Kevo implements a facade-based design over the LSM tree architecture, consisting of:

Core Components

• EngineFacade: Central coordinator that delegates to specialized managers
• StorageManager: Handles data storage operations across multiple layers
• TransactionManager: Manages transaction lifecycle and isolation
• CompactionManager: Coordinates background optimization processes
• ReplicationManager: Handles primary-replica replication and node role management
• Statistics Collector: Provides comprehensive metrics for monitoring

Storage Layer

• Write-Ahead Log (WAL): Ensures durability of writes before they're in memory
• MemTable: In-memory data structure (skiplist) for fast writes
• SSTables: Immutable, sorted files for persistent storage
• Compaction: Background process to merge and optimize SSTables

Replication Layer

• Primary Node: Single writer that streams WAL entries to replicas
• Replica Node: Read-only node that receives and applies WAL entries from the primary
• Client Routing: Smart client SDK that automatically routes reads to replicas and writes to the primary

Interface-Driven Design

The system is designed around clear interfaces that define contracts between components:

     ┌───────────────────┐
     │    Client Code    │
     └─────────┬─────────┘
               │
               ▼
     ┌───────────────────┐
     │  Engine Interface │
     └─────────┬─────────┘
               │
               ▼
     ┌───────────────────┐
     │   EngineFacade    │
     └─────────┬─────────┘
               │
     ┌─────────┼─────────┐
     ▼         ▼         ▼
┌─────────┐ ┌───────┐ ┌──────────┐
│ Storage │ │  Tx   │ │Compaction│
│ Manager │ │Manager│ │ Manager  │
└─────────┘ └───────┘ └──────────┘

For more details on each component, see the documentation in the docs directory.

Benchmarking

The storage-bench tool provides comprehensive performance testing:

go run ./cmd/storage-bench/... -type=all

See storage-bench README for detailed options.

Non-Goals

• Feature Parity with Other Engines: Not competing with RocksDB, LevelDB, etc.
• Multi-Node Distribution: Focusing on single-node operation
• Complex Query Planning: Higher-level query features are left to layers built on top

Building and Testing

# Build the project
go build ./...

# Run tests
go test ./...

# Run benchmarks
go test ./pkg/path/to/package -bench .

# Run with race detector
go test -race ./...

Project Status

This project is under active development. While the core functionality is stable, the API may change as we continue to improve the engine.

Contributing

Contributions are welcome! Please feel free to submit a Pull Request.

1. Fork the repository
2. Create your feature branch (git checkout -b feature/amazing-feature)
3. Commit your changes (git commit -m 'Add some amazing feature')
4. Push to the branch (git push origin feature/amazing-feature)
5. Open a Pull Request

See our contribution guidelines for more information.

License

Copyright 2025 Jeremy Tregunna

Licensed under the Apache License, Version 2.0 (the "License"); you may not use this file except in compliance with the License.

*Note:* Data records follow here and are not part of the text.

PR #1627, opened 2022-06-05
Fix calls to Scriptable::As through null pointers.

gsz:
Calling a non-static member function on a null pointer is undefined
behavior. Added non-null checks at affected call sites.

## Description
There are multiple places in the code where Scriptable::As is called on a pointer that can be null. This can cause crashes on some platforms, which I have experienced (I can add a separate bug report with details if it's necessary).

From this discussion (https://gcc.gnu.org/bugzilla/show_bug.cgi?id=99074) it seems that versions of GCC from 8 up to 11 are affected.

## Checklist

### DIFF
--- a/gemrb/core/Core.cpp
+++ b/gemrb/core/Core.cpp
@@ -272,7 +272,7 @@ bool WithinPersonalRange(const Scriptable *actor, const Point &dest, int distanc
 int EARelation(const Scriptable* Owner, const Actor* target)
 {
 	ieDword eao = EA_ENEMY;
-	const Actor* actor = Owner->As<const Actor>();
+	const Actor* actor = Scriptable::As<const Actor>(Owner);
 	if (actor) {
 		eao = actor->GetStat(IE_EA);
 	}
--- a/gemrb/core/DialogHandler.cpp
+++ b/gemrb/core/DialogHandler.cpp
@@ -196,7 +196,7 @@ void DialogHandler::EndDialog(bool try_to_break)
 	}
 
 	Actor *tmp = GetSpeaker();
-	Actor *target = GetTarget()->As<Actor>();
+	Actor *target = Scriptable::As<Actor>(GetTarget());
 	speakerID = 0;
 	targetID = 0;
 	originalTargetID = 0;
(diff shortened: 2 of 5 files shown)


bradallred:
we already have a static version of this for cases when it may be null e.g. `const Actor* actor = Owner->As<const Actor>();` -> `const Actor* actor =-Scriptable::As<const Actor>(Owner);` which should return `nullptr` appropriately.

We really don't have to worry about UB here anyway. If you look at the implementation of `Scriptable::As` you will see all it does is call the static method and pass `this`. No UB results from passing a null `this` to a static method.

gsz:
Like I said, this caused a crash for me (using gcc 9.4.0 on Ubuntu 20.04). Segfault while doing dynamic cast, same as in the example described in the linked GCC bug report. I believe what happens is that the compiler infers that the pointer is not null (operating under the assumption that it hasn't been fed invalid code) and then optimizes away non-null check in dynamic cast implementation.

bradallred:
Yeah, obviously if its crashing or causing noisy analyzer/sanitizer output we want to address that. Indeed your theory seems likely albeit surprising since the instance method `As` is implemented in terms of the static method which cannot optimize that check away, but the compiler is indeed free to produce separate implementations (which it must be doing here).

 I'm not opposed to these changes, just wondering if we have a preference for using `Scriptable::As<>` for constancy.

lynxlynxlynx:
Yes, that would be cleaner.

gsz:
Here's a version calling Scriptable::As.

As for how a crash can happen, the compiler is inlining the calls to As.

gemrb/core/Core.cpp
```diff
@@ -272,7 +272,7 @@ bool WithinPersonalRange(const Scriptable *actor, const Point &dest, int distanc
 int EARelation(const Scriptable* Owner, const Actor* target)
 {
 	ieDword eao = EA_ENEMY;
-	const Actor* actor = Owner->As<const Actor>();
+	const Actor* actor = Scriptable::As<Actor>(Owner);
```
lynxlynxlynx, line 275: Should be `const Actor` still, so we won't get analyzer warnings from casting away the const.

gsz: Oops.

lynxlynxlynx:
Thanks!

PR #1630, opened 2022-06-06
Fix starting number of the ENUM.

rsantellan:
## Description
Fix bad color.

## Checklist


lynxlynxlynx:
Thanks for the quick response. 👍🏾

You may obtain a copy of the License at

https://www.apache.org/licenses/LICENSE-2.0

Unless required by applicable law or agreed to in writing, software distributed under the License is distributed on an "AS IS" BASIS, WITHOUT WARRANTIES OR CONDITIONS OF ANY KIND, either express or implied. See the License for the specific language governing permissions and limitations under the License.